── Source material

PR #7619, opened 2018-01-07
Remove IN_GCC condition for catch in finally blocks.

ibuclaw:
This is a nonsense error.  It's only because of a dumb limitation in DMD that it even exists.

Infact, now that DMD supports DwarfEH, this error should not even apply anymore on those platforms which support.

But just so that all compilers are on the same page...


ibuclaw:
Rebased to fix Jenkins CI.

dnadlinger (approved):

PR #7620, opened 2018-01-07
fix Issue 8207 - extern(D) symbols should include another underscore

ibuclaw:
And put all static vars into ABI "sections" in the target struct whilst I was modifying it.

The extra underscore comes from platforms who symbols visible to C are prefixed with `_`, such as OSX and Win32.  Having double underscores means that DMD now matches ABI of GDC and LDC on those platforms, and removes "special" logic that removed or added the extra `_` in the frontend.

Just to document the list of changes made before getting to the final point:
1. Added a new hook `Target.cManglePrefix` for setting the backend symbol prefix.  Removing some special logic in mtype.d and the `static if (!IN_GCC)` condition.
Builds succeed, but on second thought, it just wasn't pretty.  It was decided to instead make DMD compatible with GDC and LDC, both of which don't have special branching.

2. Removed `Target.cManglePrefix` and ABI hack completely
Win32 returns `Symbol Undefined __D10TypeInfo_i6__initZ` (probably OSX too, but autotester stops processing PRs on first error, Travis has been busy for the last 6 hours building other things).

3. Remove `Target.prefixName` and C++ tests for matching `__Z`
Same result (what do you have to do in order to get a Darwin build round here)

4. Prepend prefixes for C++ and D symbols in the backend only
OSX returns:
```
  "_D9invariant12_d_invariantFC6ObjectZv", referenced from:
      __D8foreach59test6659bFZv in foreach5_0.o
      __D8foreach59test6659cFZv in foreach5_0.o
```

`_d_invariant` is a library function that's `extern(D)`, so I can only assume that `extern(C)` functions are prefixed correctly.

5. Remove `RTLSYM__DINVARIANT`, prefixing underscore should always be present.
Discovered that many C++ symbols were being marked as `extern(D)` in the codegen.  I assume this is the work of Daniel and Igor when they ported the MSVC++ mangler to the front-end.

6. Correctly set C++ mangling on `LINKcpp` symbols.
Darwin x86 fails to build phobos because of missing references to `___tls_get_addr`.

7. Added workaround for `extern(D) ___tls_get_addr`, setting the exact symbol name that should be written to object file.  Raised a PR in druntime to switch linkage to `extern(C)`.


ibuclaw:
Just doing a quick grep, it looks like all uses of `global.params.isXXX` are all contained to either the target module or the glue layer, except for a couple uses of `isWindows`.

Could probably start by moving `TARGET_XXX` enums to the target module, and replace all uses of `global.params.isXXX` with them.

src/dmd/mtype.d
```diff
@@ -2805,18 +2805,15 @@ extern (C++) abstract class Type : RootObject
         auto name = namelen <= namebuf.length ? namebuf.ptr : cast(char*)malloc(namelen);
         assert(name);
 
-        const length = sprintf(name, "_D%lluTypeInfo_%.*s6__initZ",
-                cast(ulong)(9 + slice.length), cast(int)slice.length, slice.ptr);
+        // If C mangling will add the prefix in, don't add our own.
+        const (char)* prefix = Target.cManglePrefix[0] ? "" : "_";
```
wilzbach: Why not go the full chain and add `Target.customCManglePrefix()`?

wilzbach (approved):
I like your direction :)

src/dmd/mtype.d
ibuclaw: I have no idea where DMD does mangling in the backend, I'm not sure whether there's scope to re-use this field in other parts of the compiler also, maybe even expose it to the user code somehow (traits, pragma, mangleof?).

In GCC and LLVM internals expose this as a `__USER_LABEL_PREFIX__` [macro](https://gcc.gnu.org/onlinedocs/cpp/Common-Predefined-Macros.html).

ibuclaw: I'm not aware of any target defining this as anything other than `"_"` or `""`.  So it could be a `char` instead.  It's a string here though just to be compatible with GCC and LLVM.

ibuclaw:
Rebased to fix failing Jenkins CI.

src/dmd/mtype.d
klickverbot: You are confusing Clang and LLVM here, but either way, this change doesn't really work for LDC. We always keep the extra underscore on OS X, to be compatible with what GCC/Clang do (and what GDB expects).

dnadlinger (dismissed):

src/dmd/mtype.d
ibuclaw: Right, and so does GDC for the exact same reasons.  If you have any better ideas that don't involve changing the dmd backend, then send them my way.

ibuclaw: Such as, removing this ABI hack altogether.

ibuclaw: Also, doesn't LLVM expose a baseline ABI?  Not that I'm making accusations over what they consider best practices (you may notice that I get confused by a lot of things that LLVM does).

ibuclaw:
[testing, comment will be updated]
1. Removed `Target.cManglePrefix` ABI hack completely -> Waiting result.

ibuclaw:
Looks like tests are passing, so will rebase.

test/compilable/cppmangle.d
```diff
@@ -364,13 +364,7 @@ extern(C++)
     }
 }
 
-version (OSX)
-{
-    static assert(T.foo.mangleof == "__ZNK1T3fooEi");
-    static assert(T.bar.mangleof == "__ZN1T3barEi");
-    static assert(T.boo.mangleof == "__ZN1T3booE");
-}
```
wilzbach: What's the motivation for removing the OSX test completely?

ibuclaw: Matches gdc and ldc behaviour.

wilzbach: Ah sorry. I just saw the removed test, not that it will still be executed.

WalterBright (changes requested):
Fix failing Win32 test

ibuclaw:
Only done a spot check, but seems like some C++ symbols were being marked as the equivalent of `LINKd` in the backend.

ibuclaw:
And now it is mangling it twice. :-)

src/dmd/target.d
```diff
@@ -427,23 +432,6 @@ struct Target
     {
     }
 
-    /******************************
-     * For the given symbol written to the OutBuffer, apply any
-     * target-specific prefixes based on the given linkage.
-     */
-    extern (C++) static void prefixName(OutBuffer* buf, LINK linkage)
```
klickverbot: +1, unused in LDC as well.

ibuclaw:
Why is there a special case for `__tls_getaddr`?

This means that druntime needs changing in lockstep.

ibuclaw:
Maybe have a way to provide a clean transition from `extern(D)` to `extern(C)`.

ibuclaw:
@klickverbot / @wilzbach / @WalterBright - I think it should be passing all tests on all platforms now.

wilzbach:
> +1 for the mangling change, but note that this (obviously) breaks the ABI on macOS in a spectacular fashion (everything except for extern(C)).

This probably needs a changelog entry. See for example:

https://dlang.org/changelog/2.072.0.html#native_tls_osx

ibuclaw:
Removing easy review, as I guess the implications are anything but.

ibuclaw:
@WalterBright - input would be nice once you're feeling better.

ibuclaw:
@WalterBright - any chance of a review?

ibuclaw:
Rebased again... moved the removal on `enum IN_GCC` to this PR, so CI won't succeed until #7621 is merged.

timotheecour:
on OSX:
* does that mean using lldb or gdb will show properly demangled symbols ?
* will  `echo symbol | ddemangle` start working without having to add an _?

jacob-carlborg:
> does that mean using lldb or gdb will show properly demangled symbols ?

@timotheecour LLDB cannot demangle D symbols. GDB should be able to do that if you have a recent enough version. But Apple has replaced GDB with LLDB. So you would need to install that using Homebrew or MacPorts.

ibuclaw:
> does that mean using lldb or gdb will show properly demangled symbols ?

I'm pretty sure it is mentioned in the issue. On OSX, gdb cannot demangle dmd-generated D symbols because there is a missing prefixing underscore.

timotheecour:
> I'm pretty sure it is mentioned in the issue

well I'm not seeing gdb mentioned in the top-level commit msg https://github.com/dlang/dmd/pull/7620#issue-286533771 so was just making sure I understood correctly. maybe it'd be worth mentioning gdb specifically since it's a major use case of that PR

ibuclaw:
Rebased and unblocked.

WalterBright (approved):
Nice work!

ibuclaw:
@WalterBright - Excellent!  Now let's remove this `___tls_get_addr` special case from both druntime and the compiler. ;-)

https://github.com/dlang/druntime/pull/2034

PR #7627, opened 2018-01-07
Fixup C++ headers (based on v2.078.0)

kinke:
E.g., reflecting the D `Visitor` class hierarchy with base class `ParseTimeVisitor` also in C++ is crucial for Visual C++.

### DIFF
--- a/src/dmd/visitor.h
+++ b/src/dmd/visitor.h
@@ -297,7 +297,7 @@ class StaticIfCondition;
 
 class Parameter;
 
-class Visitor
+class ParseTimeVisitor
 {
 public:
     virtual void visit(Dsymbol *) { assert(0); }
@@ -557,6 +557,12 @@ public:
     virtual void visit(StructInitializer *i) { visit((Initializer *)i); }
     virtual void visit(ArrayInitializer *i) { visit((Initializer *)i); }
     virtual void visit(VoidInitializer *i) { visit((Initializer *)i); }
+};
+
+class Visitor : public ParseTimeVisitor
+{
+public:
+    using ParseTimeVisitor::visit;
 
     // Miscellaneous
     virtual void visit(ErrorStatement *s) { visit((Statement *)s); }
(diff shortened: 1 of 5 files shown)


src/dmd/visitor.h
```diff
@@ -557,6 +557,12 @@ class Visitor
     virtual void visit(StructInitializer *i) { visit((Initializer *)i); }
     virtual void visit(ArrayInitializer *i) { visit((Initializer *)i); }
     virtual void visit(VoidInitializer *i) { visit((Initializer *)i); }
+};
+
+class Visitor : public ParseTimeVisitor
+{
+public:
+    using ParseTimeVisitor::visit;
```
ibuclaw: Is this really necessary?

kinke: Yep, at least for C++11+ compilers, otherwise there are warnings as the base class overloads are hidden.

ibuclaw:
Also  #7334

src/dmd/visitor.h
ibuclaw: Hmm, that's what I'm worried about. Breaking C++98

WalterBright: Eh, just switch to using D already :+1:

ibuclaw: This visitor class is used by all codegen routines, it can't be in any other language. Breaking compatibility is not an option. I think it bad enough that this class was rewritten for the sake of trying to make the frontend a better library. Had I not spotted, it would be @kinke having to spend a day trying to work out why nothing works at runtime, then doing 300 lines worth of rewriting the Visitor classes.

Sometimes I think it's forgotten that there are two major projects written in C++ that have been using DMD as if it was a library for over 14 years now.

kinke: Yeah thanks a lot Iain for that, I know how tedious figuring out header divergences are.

────

(Activity):
Whenever a line in the entries above includes the word "missing", pull that line out.

(Response for this exercise):
Darwin x86 fails to build phobos because of missing references to `___tls_get_addr`.
I'm pretty sure it is mentioned in the issue. On OSX, gdb cannot demangle dmd-generated D symbols because there is a missing prefixing underscore.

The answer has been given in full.